**GOAL OF THE EXERCISE**
Using the listing below, say how many of its lines hold "Common". Offer nothing beyond the number.

**RECORDS**
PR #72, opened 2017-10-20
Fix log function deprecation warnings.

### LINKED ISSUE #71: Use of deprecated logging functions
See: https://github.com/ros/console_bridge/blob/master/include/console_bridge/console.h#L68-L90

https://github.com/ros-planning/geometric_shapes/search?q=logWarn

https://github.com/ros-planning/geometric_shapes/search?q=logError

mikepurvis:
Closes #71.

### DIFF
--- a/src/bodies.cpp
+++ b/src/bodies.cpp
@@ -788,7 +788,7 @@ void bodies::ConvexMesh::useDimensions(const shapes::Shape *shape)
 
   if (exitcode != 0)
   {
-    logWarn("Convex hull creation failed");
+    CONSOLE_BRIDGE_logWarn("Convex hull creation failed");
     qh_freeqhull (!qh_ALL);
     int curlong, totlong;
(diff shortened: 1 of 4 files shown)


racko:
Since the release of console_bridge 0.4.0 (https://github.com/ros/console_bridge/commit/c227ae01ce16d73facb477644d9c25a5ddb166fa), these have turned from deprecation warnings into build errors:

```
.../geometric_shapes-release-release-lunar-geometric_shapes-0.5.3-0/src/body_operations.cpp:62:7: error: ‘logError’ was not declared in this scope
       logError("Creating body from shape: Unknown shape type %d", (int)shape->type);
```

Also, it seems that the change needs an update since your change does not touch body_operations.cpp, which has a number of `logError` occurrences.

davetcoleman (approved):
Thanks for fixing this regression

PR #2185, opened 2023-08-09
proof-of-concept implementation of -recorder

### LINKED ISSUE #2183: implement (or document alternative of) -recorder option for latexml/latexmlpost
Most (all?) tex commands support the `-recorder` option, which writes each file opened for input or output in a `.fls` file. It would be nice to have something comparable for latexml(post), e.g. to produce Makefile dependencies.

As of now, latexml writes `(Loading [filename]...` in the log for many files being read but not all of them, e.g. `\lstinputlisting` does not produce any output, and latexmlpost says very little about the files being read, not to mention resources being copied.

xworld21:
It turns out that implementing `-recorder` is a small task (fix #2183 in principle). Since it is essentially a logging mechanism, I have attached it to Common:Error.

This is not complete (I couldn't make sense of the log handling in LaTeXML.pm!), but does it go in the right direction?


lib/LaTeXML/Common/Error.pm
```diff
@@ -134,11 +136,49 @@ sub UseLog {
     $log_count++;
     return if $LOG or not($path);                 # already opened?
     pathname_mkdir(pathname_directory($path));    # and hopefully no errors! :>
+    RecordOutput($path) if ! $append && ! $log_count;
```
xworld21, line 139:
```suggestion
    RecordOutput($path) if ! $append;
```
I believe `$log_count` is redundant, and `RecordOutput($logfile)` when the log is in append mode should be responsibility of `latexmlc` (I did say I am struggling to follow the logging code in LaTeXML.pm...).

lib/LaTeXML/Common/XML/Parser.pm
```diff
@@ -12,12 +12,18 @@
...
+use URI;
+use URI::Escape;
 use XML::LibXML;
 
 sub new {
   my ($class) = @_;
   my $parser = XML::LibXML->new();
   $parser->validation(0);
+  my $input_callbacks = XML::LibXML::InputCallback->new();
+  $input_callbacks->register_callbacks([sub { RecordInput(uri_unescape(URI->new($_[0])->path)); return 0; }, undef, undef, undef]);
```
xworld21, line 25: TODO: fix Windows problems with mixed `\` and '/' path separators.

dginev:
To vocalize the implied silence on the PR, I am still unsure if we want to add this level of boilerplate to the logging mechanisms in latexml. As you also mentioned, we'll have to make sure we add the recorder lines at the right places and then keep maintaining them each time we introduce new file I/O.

**SOLUTION FOR THIS PROBLEM**
3